Executives should not need a monthly manual spreadsheet process to understand pipeline health, service performance, or cash collection risk. Automation can collect data from core systems, reconcile defined metrics, refresh dashboards, and send alerts when thresholds are crossed.

This requires more discipline than it appears. Teams must agree on metric definitions, source-of-truth systems, and data ownership before building a dashboard automation. Otherwise, automation simply distributes inconsistent numbers faster. A reliable reporting layer turns operational data into a usable management system.

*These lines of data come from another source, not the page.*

PR #4207, opened 2023-10-11
Fixed incorrect bedrock version of skin mirroring geometry

EpsilonZunsat:
Fixed an issue where the player's left leg was a mirror image of the right leg in the geometry model when wearing the head and incorrectly read the material position


onebeastchris:
Hey, thanks for the PR! Any chance you could attach an image/screenshot showing a before and after?

EpsilonZunsat:
IMG_1856
This is not wearing the head.
IMG_1857
Fix previous error image.
IMG_1858
Noticed the mirror image on the left leg was repaired.

rtm516 (approved):

PR #4227, opened 2023-10-19
Support for 1.20.40

Konicai:
- [x] it connects
- [ ] ?


Kas-tle:
Based on the changelogs of the previews it doesn't look like any items/blocks were added so I guess this will probably be all that is needed?

Konicai:
Block states changed but thats handled by BlockStateUpdater. runtime item states had zero changes.

onebeastchris:
The only things that are interesting for 1.20.40 are the new disconnect reasons - some of them might be useful to us as well. The other things are a new `RECEIVED_SERVER_DATA` action type and a few new timer entity flags.. not sure if those are needed

Camotoy (approved):

PR #4231, opened 2023-10-20
Let the fabric module really use Java 17

onebeastchris:
This really shouldn't change much; but it would ensure the fabric module is really built with java 17. At the very least, IntelliJ would recognize the module properly as a java 17 one; and dependencies that use java 17 could be added.


Kas-tle:
Are source and target comparability settings above still needed?

onebeastchris:
good question, let me check

onebeastchris:
indeed, you're right. removed

Kas-tle (approved):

How to Choose the Right Automation Opportunity

The best candidate is not always the most visible manual task. Look for processes with meaningful volume, repeated decisions, clear handoffs, measurable delays, and data that already exists in accessible systems. A workflow that saves five minutes once a month will not justify complex integration work. A process that touches hundreds of cases each week, creates customer friction, or exposes the business to compliance risk may justify a custom solution quickly.

Start by mapping the current process in detail. Identify the trigger, systems involved, decision points, exception paths, required approvals, and final outcome. Then separate rules that can be automated deterministically from tasks that need AI-assisted classification, extraction, or summarization. This distinction prevents teams from applying AI where standard workflow logic would be more reliable and less costly.

A pilot should have a narrow scope and a measurable target, such as reducing invoice handling time, improving ticket routing accuracy, or shortening onboarding completion. Production deployment comes next: secure system connectors, role-based permissions, monitoring, QA, failure handling, and ongoing refinement. Concrete automation, not generic AI hype, is what produces durable results.

The most effective programs begin with one workflow that matters, prove the operational gain, and build from there. When automation is connected to the systems people already use, governed by clear rules, and designed for real exceptions, it becomes part of how the business scales rather than another tool employees work around.